┌─ MATERIAL FOR THIS TASK

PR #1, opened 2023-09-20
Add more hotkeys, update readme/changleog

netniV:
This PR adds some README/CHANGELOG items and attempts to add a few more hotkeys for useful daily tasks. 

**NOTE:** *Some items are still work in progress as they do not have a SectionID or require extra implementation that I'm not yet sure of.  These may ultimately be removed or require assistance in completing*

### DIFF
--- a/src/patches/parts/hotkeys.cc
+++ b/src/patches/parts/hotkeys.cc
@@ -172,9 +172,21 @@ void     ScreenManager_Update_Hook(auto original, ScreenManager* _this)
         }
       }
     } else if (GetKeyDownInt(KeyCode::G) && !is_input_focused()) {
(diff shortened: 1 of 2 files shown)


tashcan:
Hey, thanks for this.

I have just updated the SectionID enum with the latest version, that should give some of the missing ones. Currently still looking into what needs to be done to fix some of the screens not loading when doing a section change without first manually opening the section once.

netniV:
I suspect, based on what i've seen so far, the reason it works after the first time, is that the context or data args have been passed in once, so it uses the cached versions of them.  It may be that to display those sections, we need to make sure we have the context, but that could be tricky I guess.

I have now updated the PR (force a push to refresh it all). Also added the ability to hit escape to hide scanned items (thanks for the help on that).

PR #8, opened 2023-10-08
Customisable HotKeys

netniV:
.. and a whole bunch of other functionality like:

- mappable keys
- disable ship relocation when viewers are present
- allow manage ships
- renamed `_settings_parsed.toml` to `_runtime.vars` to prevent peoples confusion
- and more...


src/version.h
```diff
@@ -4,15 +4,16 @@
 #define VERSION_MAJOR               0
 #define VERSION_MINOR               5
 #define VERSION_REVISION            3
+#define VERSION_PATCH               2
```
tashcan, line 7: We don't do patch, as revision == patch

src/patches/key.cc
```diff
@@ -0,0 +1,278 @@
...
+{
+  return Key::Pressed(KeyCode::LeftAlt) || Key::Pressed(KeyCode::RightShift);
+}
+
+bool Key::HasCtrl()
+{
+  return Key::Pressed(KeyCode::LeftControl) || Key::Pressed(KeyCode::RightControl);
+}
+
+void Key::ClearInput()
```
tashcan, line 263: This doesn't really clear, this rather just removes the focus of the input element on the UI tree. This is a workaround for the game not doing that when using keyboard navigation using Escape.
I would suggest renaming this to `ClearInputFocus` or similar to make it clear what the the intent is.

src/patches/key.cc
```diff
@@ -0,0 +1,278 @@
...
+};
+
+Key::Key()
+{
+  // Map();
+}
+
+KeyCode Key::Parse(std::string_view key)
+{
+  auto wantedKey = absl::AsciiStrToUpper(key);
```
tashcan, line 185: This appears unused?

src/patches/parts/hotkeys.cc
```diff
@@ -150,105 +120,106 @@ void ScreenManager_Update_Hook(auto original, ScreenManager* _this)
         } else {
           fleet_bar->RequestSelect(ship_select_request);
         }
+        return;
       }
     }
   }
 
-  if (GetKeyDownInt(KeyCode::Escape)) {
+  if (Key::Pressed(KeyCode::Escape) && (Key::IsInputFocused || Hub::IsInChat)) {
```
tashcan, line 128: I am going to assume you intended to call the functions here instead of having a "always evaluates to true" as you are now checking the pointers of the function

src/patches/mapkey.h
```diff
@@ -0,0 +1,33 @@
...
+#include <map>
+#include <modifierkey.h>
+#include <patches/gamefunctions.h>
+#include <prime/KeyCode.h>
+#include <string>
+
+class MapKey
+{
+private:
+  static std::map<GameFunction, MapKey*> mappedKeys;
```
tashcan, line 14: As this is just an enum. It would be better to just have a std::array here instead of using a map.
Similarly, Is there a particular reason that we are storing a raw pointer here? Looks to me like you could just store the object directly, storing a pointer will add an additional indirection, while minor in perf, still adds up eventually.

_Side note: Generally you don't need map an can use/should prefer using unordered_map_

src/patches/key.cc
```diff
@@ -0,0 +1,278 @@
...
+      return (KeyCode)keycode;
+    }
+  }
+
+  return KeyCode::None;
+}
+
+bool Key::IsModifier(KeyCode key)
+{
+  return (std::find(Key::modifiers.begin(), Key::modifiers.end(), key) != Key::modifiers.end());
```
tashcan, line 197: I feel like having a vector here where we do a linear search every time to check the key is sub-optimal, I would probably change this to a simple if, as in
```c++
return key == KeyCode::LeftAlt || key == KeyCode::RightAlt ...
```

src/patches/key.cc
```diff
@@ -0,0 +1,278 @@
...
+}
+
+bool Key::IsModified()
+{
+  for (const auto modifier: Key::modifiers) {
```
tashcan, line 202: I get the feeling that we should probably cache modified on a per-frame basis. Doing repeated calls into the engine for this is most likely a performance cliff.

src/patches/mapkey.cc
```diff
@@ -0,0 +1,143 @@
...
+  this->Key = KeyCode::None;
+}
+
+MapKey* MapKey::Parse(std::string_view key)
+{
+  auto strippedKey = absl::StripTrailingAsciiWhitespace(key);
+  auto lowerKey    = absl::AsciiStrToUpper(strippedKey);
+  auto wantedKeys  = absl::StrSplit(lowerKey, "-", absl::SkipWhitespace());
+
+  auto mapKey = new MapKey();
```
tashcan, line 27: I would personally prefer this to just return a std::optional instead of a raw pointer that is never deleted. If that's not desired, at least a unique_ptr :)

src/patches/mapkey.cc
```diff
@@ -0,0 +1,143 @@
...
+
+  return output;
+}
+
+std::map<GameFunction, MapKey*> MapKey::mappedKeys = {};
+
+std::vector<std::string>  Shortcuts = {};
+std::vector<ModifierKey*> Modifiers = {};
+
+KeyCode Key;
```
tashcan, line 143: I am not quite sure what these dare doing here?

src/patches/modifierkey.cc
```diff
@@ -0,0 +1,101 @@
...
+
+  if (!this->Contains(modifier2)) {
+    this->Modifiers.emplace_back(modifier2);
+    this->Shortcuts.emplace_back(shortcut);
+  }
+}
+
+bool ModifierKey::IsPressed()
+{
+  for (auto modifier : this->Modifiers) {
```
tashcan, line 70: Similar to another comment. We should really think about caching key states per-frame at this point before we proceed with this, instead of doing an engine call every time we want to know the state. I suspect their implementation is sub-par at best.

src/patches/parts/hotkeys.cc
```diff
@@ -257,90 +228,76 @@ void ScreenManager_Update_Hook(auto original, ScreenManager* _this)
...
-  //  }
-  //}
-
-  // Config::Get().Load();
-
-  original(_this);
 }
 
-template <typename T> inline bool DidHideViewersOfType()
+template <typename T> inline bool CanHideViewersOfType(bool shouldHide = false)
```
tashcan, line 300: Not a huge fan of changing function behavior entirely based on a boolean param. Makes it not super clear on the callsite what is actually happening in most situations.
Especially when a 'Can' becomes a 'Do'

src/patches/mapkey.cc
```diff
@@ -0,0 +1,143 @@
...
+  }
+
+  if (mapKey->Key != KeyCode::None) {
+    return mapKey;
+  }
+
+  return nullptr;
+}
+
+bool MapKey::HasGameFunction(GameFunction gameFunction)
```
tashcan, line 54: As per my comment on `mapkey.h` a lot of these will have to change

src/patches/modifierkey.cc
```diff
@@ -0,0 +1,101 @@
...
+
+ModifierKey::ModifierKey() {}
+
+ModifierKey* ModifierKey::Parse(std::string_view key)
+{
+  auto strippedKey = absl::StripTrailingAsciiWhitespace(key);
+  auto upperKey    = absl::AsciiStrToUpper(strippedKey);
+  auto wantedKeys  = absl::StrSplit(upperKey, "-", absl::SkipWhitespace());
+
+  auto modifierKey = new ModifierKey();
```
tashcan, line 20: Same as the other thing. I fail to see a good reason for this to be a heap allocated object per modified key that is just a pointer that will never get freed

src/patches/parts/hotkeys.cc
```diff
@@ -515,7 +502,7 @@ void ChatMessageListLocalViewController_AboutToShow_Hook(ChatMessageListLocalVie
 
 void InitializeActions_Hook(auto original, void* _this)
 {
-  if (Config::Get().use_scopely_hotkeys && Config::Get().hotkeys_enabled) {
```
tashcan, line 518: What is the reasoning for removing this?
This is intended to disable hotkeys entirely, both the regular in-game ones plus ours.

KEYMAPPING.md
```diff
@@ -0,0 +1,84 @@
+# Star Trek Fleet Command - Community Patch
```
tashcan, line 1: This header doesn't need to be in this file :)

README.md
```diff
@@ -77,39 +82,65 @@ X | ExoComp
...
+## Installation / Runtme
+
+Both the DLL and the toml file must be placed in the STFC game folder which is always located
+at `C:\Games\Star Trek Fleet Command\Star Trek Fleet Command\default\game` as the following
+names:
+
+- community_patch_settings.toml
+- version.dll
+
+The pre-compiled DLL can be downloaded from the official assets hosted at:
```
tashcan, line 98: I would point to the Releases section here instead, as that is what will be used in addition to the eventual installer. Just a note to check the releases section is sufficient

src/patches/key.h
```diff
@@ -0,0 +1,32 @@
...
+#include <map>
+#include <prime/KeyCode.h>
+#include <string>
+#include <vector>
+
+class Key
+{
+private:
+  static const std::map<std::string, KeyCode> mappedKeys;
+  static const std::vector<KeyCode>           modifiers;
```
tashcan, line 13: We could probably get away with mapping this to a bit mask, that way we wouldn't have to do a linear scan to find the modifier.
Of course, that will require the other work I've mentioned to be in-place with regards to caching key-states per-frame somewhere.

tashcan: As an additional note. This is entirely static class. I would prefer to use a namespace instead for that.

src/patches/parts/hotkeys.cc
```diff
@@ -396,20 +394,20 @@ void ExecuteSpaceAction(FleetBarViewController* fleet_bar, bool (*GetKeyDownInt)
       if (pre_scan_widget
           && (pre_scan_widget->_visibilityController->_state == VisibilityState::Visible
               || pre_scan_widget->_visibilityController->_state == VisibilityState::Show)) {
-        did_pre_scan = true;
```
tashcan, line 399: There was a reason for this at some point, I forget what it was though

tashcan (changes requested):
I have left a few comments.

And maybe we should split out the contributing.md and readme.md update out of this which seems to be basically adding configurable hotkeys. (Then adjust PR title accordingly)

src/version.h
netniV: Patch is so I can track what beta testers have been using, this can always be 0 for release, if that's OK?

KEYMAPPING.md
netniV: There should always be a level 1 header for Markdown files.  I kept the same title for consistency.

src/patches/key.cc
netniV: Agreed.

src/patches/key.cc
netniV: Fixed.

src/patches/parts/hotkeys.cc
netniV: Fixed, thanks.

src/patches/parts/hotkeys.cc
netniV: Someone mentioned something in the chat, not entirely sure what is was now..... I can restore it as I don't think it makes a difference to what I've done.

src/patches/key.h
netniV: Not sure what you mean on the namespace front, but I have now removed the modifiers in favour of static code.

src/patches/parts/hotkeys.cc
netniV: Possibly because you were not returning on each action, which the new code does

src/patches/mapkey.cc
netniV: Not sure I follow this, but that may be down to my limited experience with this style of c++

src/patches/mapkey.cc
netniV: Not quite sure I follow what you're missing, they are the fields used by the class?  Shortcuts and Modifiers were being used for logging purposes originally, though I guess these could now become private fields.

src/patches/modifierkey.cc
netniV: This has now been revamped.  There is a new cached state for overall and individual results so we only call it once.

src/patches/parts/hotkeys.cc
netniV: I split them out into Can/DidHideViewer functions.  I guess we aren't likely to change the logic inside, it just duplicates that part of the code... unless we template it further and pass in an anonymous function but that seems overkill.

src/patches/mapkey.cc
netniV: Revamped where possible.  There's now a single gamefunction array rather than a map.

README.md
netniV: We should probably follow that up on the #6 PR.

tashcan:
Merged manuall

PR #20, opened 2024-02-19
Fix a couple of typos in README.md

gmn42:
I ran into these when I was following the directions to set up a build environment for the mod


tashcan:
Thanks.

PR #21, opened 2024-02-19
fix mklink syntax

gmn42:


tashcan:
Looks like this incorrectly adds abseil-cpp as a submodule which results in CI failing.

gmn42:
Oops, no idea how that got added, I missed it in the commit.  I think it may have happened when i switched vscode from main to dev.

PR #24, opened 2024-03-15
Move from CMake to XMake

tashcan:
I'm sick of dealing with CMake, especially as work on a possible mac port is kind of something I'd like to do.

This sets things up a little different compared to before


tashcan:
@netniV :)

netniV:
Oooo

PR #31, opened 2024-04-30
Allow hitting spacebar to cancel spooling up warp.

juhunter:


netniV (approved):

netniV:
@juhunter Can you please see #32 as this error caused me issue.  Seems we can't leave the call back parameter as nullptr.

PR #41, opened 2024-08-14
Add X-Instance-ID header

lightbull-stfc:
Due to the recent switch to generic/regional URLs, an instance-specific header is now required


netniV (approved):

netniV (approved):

└─

> **WHAT TO WORK ON**: Filter the entries and keep only the lines holding "strippedKey".

> **TASK OUTPUT**:
+  auto strippedKey = absl::StripTrailingAsciiWhitespace(key);
+  auto lowerKey    = absl::AsciiStrToUpper(strippedKey);
+  auto strippedKey = absl::StripTrailingAsciiWhitespace(key);
+  auto upperKey    = absl::AsciiStrToUpper(strippedKey);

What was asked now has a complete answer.